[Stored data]
==========
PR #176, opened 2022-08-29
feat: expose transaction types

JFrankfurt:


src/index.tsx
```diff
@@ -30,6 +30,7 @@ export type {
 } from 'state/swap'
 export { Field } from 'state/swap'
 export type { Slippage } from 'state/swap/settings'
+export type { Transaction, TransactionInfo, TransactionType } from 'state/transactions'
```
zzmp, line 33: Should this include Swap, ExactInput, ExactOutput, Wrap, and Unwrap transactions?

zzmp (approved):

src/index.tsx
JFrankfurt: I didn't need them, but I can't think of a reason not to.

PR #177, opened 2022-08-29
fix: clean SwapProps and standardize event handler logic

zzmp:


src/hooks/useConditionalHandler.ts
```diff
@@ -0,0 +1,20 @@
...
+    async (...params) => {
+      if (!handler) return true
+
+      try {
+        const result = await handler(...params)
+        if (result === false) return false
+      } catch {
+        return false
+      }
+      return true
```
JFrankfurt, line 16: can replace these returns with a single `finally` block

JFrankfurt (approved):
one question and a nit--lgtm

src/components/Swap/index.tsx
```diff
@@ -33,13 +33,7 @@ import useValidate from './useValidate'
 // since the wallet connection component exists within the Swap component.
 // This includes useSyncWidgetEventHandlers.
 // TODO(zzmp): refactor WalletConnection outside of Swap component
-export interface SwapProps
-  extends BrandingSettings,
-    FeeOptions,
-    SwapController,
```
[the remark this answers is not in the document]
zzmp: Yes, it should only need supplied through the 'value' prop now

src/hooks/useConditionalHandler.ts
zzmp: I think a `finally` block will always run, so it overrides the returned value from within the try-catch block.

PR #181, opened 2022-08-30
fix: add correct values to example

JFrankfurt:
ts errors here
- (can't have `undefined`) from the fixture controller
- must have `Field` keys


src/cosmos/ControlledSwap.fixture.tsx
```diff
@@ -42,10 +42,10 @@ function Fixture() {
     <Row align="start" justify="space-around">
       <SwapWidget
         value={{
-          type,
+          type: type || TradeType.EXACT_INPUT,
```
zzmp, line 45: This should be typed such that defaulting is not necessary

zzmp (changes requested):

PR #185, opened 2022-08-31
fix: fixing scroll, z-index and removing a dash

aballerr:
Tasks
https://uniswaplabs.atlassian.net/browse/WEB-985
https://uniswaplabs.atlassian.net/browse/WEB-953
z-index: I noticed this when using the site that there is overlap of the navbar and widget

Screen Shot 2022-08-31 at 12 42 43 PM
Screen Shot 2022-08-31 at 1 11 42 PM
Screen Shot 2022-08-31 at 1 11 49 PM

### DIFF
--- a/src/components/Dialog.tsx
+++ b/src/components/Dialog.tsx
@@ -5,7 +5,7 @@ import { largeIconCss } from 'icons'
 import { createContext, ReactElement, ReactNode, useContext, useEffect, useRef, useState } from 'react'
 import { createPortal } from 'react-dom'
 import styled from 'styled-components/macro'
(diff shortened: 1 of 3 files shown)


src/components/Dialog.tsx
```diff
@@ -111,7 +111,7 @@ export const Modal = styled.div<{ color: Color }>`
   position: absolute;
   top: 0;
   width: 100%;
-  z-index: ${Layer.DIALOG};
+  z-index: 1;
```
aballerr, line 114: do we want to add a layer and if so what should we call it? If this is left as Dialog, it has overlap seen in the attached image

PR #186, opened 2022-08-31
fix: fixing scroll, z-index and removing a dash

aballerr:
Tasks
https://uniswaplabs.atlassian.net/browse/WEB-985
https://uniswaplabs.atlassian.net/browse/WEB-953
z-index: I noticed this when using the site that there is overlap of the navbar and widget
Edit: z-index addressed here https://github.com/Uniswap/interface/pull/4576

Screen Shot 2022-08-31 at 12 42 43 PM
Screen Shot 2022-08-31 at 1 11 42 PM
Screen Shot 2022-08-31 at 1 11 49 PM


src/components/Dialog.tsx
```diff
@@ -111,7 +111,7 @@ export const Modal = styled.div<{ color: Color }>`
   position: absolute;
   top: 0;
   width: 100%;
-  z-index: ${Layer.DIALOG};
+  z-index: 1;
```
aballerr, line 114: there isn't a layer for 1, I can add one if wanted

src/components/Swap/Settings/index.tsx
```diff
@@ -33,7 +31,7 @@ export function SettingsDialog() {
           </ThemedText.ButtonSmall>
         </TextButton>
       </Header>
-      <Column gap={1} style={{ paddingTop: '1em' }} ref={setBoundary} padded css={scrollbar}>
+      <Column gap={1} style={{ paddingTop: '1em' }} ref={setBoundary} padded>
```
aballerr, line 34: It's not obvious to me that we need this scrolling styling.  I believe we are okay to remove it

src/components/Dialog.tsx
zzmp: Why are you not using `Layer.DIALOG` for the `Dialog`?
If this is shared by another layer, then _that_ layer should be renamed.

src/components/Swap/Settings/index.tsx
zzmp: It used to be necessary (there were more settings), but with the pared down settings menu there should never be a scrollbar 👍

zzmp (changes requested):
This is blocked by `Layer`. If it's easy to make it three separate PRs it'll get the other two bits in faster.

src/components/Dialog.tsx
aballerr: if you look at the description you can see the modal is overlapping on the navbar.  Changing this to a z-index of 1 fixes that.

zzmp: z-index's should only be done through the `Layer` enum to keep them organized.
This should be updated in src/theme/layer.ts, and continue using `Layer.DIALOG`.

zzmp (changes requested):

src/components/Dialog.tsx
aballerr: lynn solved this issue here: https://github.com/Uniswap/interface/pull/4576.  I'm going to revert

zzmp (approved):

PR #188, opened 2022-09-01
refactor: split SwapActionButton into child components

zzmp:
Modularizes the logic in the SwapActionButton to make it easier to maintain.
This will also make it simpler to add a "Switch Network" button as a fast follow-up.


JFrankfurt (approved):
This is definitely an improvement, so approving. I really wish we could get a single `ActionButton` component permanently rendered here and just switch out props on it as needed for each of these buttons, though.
==========
Required work |
Each record above has to be set down again, exactly and completely.

Answer to this task |
PR #176, opened 2022-08-29
feat: expose transaction types

JFrankfurt:


src/index.tsx
```diff
@@ -30,6 +30,7 @@ export type {
 } from 'state/swap'
 export { Field } from 'state/swap'
 export type { Slippage } from 'state/swap/settings'
+export type { Transaction, TransactionInfo, TransactionType } from 'state/transactions'
```
zzmp, line 33: Should this include Swap, ExactInput, ExactOutput, Wrap, and Unwrap transactions?

zzmp (approved):

src/index.tsx
JFrankfurt: I didn't need them, but I can't think of a reason not to.

PR #177, opened 2022-08-29
fix: clean SwapProps and standardize event handler logic

zzmp:


src/hooks/useConditionalHandler.ts
```diff
@@ -0,0 +1,20 @@
...
+    async (...params) => {
+      if (!handler) return true
+
+      try {
+        const result = await handler(...params)
+        if (result === false) return false
+      } catch {
+        return false
+      }
+      return true
```
JFrankfurt, line 16: can replace these returns with a single `finally` block

JFrankfurt (approved):
one question and a nit--lgtm

src/components/Swap/index.tsx
```diff
@@ -33,13 +33,7 @@ import useValidate from './useValidate'
 // since the wallet connection component exists within the Swap component.
 // This includes useSyncWidgetEventHandlers.
 // TODO(zzmp): refactor WalletConnection outside of Swap component
-export interface SwapProps
-  extends BrandingSettings,
-    FeeOptions,
-    SwapController,
```
[the remark this answers is not in the document]
zzmp: Yes, it should only need supplied through the 'value' prop now

src/hooks/useConditionalHandler.ts
zzmp: I think a `finally` block will always run, so it overrides the returned value from within the try-catch block.

PR #181, opened 2022-08-30
fix: add correct values to example

JFrankfurt:
ts errors here
- (can't have `undefined`) from the fixture controller
- must have `Field` keys


src/cosmos/ControlledSwap.fixture.tsx
```diff
@@ -42,10 +42,10 @@ function Fixture() {
     <Row align="start" justify="space-around">
       <SwapWidget
         value={{
-          type,
+          type: type || TradeType.EXACT_INPUT,
```
zzmp, line 45: This should be typed such that defaulting is not necessary

zzmp (changes requested):

PR #185, opened 2022-08-31
fix: fixing scroll, z-index and removing a dash

aballerr:
Tasks
https://uniswaplabs.atlassian.net/browse/WEB-985
https://uniswaplabs.atlassian.net/browse/WEB-953
z-index: I noticed this when using the site that there is overlap of the navbar and widget

Screen Shot 2022-08-31 at 12 42 43 PM
Screen Shot 2022-08-31 at 1 11 42 PM
Screen Shot 2022-08-31 at 1 11 49 PM

### DIFF
--- a/src/components/Dialog.tsx
+++ b/src/components/Dialog.tsx
@@ -5,7 +5,7 @@ import { largeIconCss } from 'icons'
 import { createContext, ReactElement, ReactNode, useContext, useEffect, useRef, useState } from 'react'
 import { createPortal } from 'react-dom'
 import styled from 'styled-components/macro'
(diff shortened: 1 of 3 files shown)


src/components/Dialog.tsx
```diff
@@ -111,7 +111,7 @@ export const Modal = styled.div<{ color: Color }>`
   position: absolute;
   top: 0;
   width: 100%;
-  z-index: ${Layer.DIALOG};
+  z-index: 1;
```
aballerr, line 114: do we want to add a layer and if so what should we call it? If this is left as Dialog, it has overlap seen in the attached image

PR #186, opened 2022-08-31
fix: fixing scroll, z-index and removing a dash

aballerr:
Tasks
https://uniswaplabs.atlassian.net/browse/WEB-985
https://uniswaplabs.atlassian.net/browse/WEB-953
z-index: I noticed this when using the site that there is overlap of the navbar and widget
Edit: z-index addressed here https://github.com/Uniswap/interface/pull/4576

Screen Shot 2022-08-31 at 12 42 43 PM
Screen Shot 2022-08-31 at 1 11 42 PM
Screen Shot 2022-08-31 at 1 11 49 PM


src/components/Dialog.tsx
```diff
@@ -111,7 +111,7 @@ export const Modal = styled.div<{ color: Color }>`
   position: absolute;
   top: 0;
   width: 100%;
-  z-index: ${Layer.DIALOG};
+  z-index: 1;
```
aballerr, line 114: there isn't a layer for 1, I can add one if wanted

src/components/Swap/Settings/index.tsx
```diff
@@ -33,7 +31,7 @@ export function SettingsDialog() {
           </ThemedText.ButtonSmall>
         </TextButton>
       </Header>
-      <Column gap={1} style={{ paddingTop: '1em' }} ref={setBoundary} padded css={scrollbar}>
+      <Column gap={1} style={{ paddingTop: '1em' }} ref={setBoundary} padded>
```
aballerr, line 34: It's not obvious to me that we need this scrolling styling.  I believe we are okay to remove it

src/components/Dialog.tsx
zzmp: Why are you not using `Layer.DIALOG` for the `Dialog`?
If this is shared by another layer, then _that_ layer should be renamed.

src/components/Swap/Settings/index.tsx
zzmp: It used to be necessary (there were more settings), but with the pared down settings menu there should never be a scrollbar 👍

zzmp (changes requested):
This is blocked by `Layer`. If it's easy to make it three separate PRs it'll get the other two bits in faster.

src/components/Dialog.tsx
aballerr: if you look at the description you can see the modal is overlapping on the navbar.  Changing this to a z-index of 1 fixes that.

zzmp: z-index's should only be done through the `Layer` enum to keep them organized.
This should be updated in src/theme/layer.ts, and continue using `Layer.DIALOG`.

zzmp (changes requested):

src/components/Dialog.tsx
aballerr: lynn solved this issue here: https://github.com/Uniswap/interface/pull/4576.  I'm going to revert

zzmp (approved):

PR #188, opened 2022-09-01
refactor: split SwapActionButton into child components

zzmp:
Modularizes the logic in the SwapActionButton to make it easier to maintain.
This will also make it simpler to add a "Switch Network" button as a fast follow-up.


JFrankfurt (approved):
This is definitely an improvement, so approving. I really wish we could get a single `ActionButton` component permanently rendered here and just switch out props on it as needed for each of these buttons, though.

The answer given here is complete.